Over time, I’ve come to consider that this situation is irremediable, given our current capitalist system and all its inequalities. To fix it, we’re going to need to work on social justice and rethinking how we live and work and relate to each other. Geek toys like self-driving cars and augmented reality sunglasses won’t fix it. Social networks designed to identify you to corporations so they can sell you more stuff won’t fix it. Better ad targetting or content matching algorithms definitely won’t fix it. Nothing Google is doing will fix it, and in fact unless Google does a sharp about-turn, they’ll only worsen the inequality and injustice there is in the world.

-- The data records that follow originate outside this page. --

Issue #85, opened 2025-08-25
Server does not gracefully shutdown


Hucaru:
@ErwinsExpertise the channel server hangs when receiving shutdown signal. I think this needs another look

PR #86, opened 2025-08-25
Resolve deadlocks

ErwinsExpertise:
I observed some deadlocks happening after the snapshot logic was merged in. This PR fixes two classes of deadlocks by making the main-thread dispatcher the single source of truth. The dispatcher now signals when it’s ready and we only start things that enqueue work (world registration, autosave, countdown messages) after that point. Anything running inside the dispatcher calls handlers directly instead of posting back to itself, while background goroutines enqueue into the dispatcher instead of touching state. Disconnects are now authoritative and always clear in-memory state and DB session flags, so “ghost online” characters don’t block reconnects. Also resolved some templating issues with the helm chart.

### DIFF
--- a/helm/templates/configmaps.yaml
+++ b/helm/templates/configmaps.yaml
@@ -48,28 +48,33 @@ data:
     listenAddress = "0.0.0.0"
     listenPort = "8584"
     packetQueueSize = {{ .Values.world.packetQueueSize }}
+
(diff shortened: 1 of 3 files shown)


happytreees:
I think these were likely the cause of #85 @Hucaru

Hucaru (approved):

PR #89, opened 2025-08-25
Feature/Working Summons

ErwinsExpertise:
This PR will add working summons to the source. Everything works

### DIFF
--- a/channel/handlers.go
+++ b/channel/handlers.go
@@ -818,10 +818,10 @@ func (server Server) warpPlayer(plr *player, dstField *field, dstPortal portal) 
 	if plr.summons != nil {
 		if plr.summons.puppet != nil {
 			// Debuff puppet
-			plr.removeSummon(true, 0x01)
+			plr.removeSummon(true, constant.SummonRemoveReasonCancel)
 		}
 		if plr.summons.summon != nil {
-			srcInst.send(packetRemoveSummon(plr.id, plr.summons.summon.SkillID, 0x01))
+			srcInst.send(packetRemoveSummon(plr.id, plr.summons.summon.SkillID, constant.SummonRemoveReasonCancel))
 		}
 	}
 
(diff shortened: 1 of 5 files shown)


channel/summons.go
```diff
@@ -0,0 +1,203 @@
...
+}
+
+type summonState struct {
+	puppet  *Summon
+	summon  *Summon
+	puTimer *time.Timer
+	smTimer *time.Timer
+}
+
+func (p *player) ensureSummonState() {
```
Hucaru: This should be in `player.go` or change the function to take player as a standard parameter

channel/summons.go
```diff
@@ -0,0 +1,203 @@
...
+
+import (
+	"time"
+
+	"github.com/Hucaru/Valhalla/common/opcode"
+	"github.com/Hucaru/Valhalla/mpacket"
+)
+
+// Summon represents a player-owned summon/puppet instance.
+type Summon struct {
```
Hucaru: What is the reason for exporting the struct and it's fields outside of the channel package?

channel/summons.go
```diff
@@ -0,0 +1,203 @@
...
+		if p.summons.summon != nil {
+			s.removeSummon(p, false, 0x04) // replaced
+		}
+		p.summons.summon = su
+
+		if p.summons.smTimer != nil {
+			p.summons.smTimer.Stop()
+		}
+		p.summons.smTimer = time.AfterFunc(time.Duration(durationSec)*time.Second, func() {
+			s.removeSummon(p, false, 0x02) // expired
```
Hucaru: What happens if player logs out before this is called?

channel/summons.go
```diff
@@ -0,0 +1,203 @@
...
+}
+
+func (p *player) ensureSummonState() {
+	if p.summons == nil {
+		p.summons = &summonState{}
+	}
+}
+
+// addSummon registers and broadcasts a summon; replaces any existing same-type summon.
+func (s *Server) addSummon(p *player, su *Summon, durationSec int) {
```
Hucaru: I don't think the server needs to keep track of the summons. They should be attached to the player. When summon information needs to be broadcast at most it's only ever to the player's instance.

channel/handlers.go
```diff
@@ -773,47 +799,59 @@ func (server Server) playerUsePortal(conn mnet.Client, reader mpacket.Reader) {
...
 		if dstInst, err = dstField.getInstance(0); err != nil {
 			return err
 		}
 	}
 
-	err = srcInst.removePlayer(plr)
+	if plr.summons != nil {
+		if plr.summons.puppet != nil {
+			// Debuff puppet
+			plr.removeSummon(true, 0x01)
```
Hucaru: In a few places we have magic numbers that we should clean up

Hucaru:
The refactor is much easier to follow than the initial implementation, apart from the magic numbers I think this is good to merge.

I guess you’ll want to know what I’m working on at the moment. My current project is an open source, open data project called Growstuff, which helps food gardeners track and share information about what they’re growing and harvesting. It is built on principles of sustainability, including a commitment to a diverse and harassment-free community, to actively supporting developers rather than excluding them based on misguided ideas of meritocracy, and to funding the project through means that will never put the people running the website in opposition to our customers. That means no ads, in case you’re wondering. We’d rather our members paid us directly; that way, we’ll never forget who we’re meant to be serving. I’m working on Growstuff from home, where I can be myself and feel safe and comfortable. I work with volunteers from all round the world, and get to teach programming and web development and system administration and project management and sustainability to all kinds of people, especially those who’ve previously been excluded from or marginalised in their technical education or careers. We get to work on things we know are wanted and appreciated, and we don’t have to screw anyone around to do it.

Let me know when Google has changed enough to offer me something more appealing than that. If you don’t think that’s likely to happen, then please put me on whatever “Do Not Contact” blacklist you might have handy. I know you must have some such list; I only wish you regularly referred to it instead of spamming people who not only don’t want to work for you, but have nightmares about it.